| Problem to solve |
Whenever a line below includes the string "python", show it.

| Material provided |

PR #972, opened 2016-03-27
Fix for Issue 960

gramhagen:
cleaning up predict call in sklearn_vw to use new predict method in pyvw
removing finish() there which causes segmentation fault when run predict, or score multiple times
added test to catch this case

### DIFF
--- a/python/pylibvw.cc
+++ b/python/pylibvw.cc
@@ -122,17 +122,13 @@ float my_learn_string(vw_ptr all, char*str)
 }
 
 float my_predict(vw_ptr all, example_ptr ec)
-{ bool old_test_only = ec->test_only;
-  ec->test_only = true;
-  all->l->learn(*ec);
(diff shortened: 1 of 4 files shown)


JohnLangford:
This seems to kill of the possibility of using the python interface for multiclass predictions?

JohnLangford:
This seems like an improvement on what's their so I'm willing to incorporate it.  

However, the label type detection is still kindof buggy and prone to needing future fixes.    Do you think something like this: https://github.com/JohnLangford/vowpal_wabbit/blob/master/java/src/main/c%2B%2B/vw_learner_VWLearners.cc#L41 is feasible instead?

gramhagen:
I can take a look and clean it up a bit.

scott

gramhagen:
should be good now, take a look

JohnLangford:
Merged.  Thanks for working through it!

| Solution below |
--- a/python/pylibvw.cc
+++ b/python/pylibvw.cc
This seems to kill of the possibility of using the python interface for multiclass predictions?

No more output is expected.